No-one quite knows what to do about this. On the one hand specialism is kind of inevitable as more and more people get access to knowledge. This is a good thing, the result of democratisation and higher living and education standards for more people. It is also vital to have good specialists to push forward in research, to have new thoughts and imagine new questions – questions that require deep specialist knowledge simply in order to be asked. But too much specialism is also the result of a kind of ‘industrialisation’ of academia, driven by REFs, RAEs, societal ‘impact’ etc. Many academics are now no more that white-collar production line workers, turning out the next ‘paper’ to be read by 4 or 5 people. There is something deeply sad and wrong about this. This is useless specialism. There is a feeling among academics themselves that much is being lost in this fragmentation of knowledge. We would like to find a way to bring parts of it back together.
Maybe our students and the new way they are learning can give us hope here. They have historically unprecedented access to information and a historically unprecedented opportunity to learn. They are making new and meaningful combinations that correspond to their personal interests and which yet have universal applicability. So long as we support them in the right way, they may put back together some of our fractured body of knowledge in ways which span different disciplines and link together different academics and their expertise in new and relevant ways.
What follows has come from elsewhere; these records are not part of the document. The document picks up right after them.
PR #573, opened 2019-07-21
Fix #496 blind event clients after dev restart (attempt 2)

mliszcz:
This PR restores Attribute::client_lib contents from temporary storage during DevReset handling.

Per original issue, attribute shall be identified by its name instead of index in multiattribute. This change is included as well but I was unable to reproduce this issue in a test (dynamic attribute created with IOAddAttribute was somehow persisted during the reset).

Fixes #496.

Issue #361, opened 2017-04-12
missing attr_conf event after "Reset to default value"


gscalamera:
Using Jive, after right click on "Attribute config"->Description selecting "Reset to default value", the attr_conf event with the default value for the description is not sent

bourtemb:
Thanks Graziano for the report.
What jive does when the user clicks on "Reset to default value" is the following:

1. Delete the description for this attribute in the Database
2. Restart the device

From the tests I've done with a C++ event subscriber talking to a C++ server using Tango 9.2.5a, it looks like the event subscriber no longer receives any attribute configuration event after a restart device.

mliszcz:
Hi @bourtemb and @gscalamera 

I don't think this is a bug. Reynald already explained the behavior on Jive side.

The usual way of triggering Attr_Conf event from external client (like Jive) is to call CORBA method set_attribute_config_5. The server will then push Attr_Conf event to any registered clients (**regardless if there was a change in properties or not**).

What we can do:
1. At the very end of `DServer::restart` push events regardless if there was a change or not (consistent with current behavior of set_attribute_config_5)
2. or, before device is deleted, store current property values and after the restart fire events only for modified attributes.(probably more reasonable)

For option 1., it is as simple as:
```cpp
for (Attribute* attr : new_dev->get_device_attr()->get_attribute_list())
{
    new_dev->push_att_conf_event(attr);
}
```

Options 2. should not be much more complex.

What do you think?

lorenzopivetta:
+1 for option 1. Much cleaner, and I think it is reasonable clients get all-fresh events after a device restart... my 2c.

bourtemb:
+1 for option 1 too.

mliszcz:
Thanks Lorenzo and Reynald. I have PR and testcase ready. I'll wait with opening a PR until #573 is merged (it's a dependency required to pass the test and it will trigger merge conflicts).

PR #702, opened 2020-04-06
Backport fix for #496 and #361 - event clients lost after dev restart

mliszcz:
Summary of changes comparing to original commits:
* Correction for #496 (backport of #573):
  * 6c22521 - test only
  * 8712a7a - Event names are passed instead of event type enums
    to avoid changing `set_client_lib` signature
  * 7115111 - I needed to provide a new struct next to EventPar
    and implement a set of overloads that use the new struct
	and attribute_name field instead of attr_id
* Correction for #361 (dependent on previous one, backport of #694):
  * 3950063 - test only
  * b306962 - no changes

### DIFF
--- a/cpp_test_suite/new_tests/cxx_dserver_misc.cpp
+++ b/cpp_test_suite/new_tests/cxx_dserver_misc.cpp
@@ -14,6 +14,7 @@ using namespace std;
 #undef SUITE_NAME
 #define SUITE_NAME DServerMiscTestSuite
 
+template <typename TEvent>
 struct EventCallback : public Tango::CallBack
 {
     EventCallback()
@@ -21,7 +22,7 @@ struct EventCallback : public Tango::CallBack
         , num_of_error_events(0)
     {}
 
-    void push_event(Tango::EventData* event)
+    void push_event(TEvent* event)
     {
         num_of_all_events++;
         if (event->err)
@@ -237,7 +238,7 @@ cout << "str = " << str << endl;
      */
     void test_event_subscription_recovery_after_device_restart()
     {
-        EventCallback callback{};
+        EventCallback<Tango::EventData> callback{};
 
         std::string attribute_name = "event_change_tst";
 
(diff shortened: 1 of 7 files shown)


t-b:
Overall looks good.

The only thing is `get_event_param`/`set_event_param`. According to [1] "You can not ... add an overload (BC, but not SC: makes &func ambiguous), adding overloads to already overloaded functions is ok (any use of &func already needed a cast).". But the compliancy tool says good its good 
[compat-report.zip](https://github.com/tango-controls/cppTango/files/4558286/compat-report.zip).

I would tend to believe the tool's output.

[1]: https://community.kde.org/Policies/Binary_Compatibility_Issues_With_C%2B%2B#The_Do.27s_and_Don.27ts

mliszcz:
@t-b thanks for pointing that out! I focused on binary compatibility but have not thought about source compatibility.

The tool is correct, the change is ABI compatible, because function signature is mangled into symbol's name in C++ ABI. So these two overloads are separate symbols pointing to different places in the code block of the library.

But, as documented in the link you referenced, any device server that does something like this, will stop compiling:
```cpp
auto setter = &Device::set_event_param;
```
While these methods are intended to be internal for the library (not documented in doxygen), nothing prevents users from calling them from their device server code.

Do you think we need to address this somehow?

bourtemb:
> But, as documented in the link you referenced, any device server that does something like this, will stop compiling:
> 
> ```c++
> auto setter = &Device::set_event_param;
> ```
> 
> While these methods are intended to be internal for the library (not documented in doxygen), nothing prevents users from calling them from their device server code.
> 
> Do you think we need to address this somehow?

get_event_param & set_event_param methods are not documented in Doxygen (because under `/// @privatesection` line).

so users are not supposed to use it.
So I think it is a source code incompatibility we can tolerate.

t-b:
If users are not supposed to use it we can break it ;)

The fact that the way we think is moulded by the way we classify and record knowledge is not new. As Peter Burke points out, in his magisterial A Social History of Knowledge, the ‘Tree of Knowledge’ made famous by Francis Bacon and Descartes, knew many versions before settling into some kind of final picture around 1900. ‘The reclassification of books,’ he writes, ‘…[had] consequences, and it could be argued that our mental image of the tree of knowledge…owes more to the organization of libraries than to anything else’ (p 54).
If this is true, then the world wide web, the ‘infinite library’, is once more uprooting this tree, replanting it and obliging it to grow again in as yet uncompleted ways.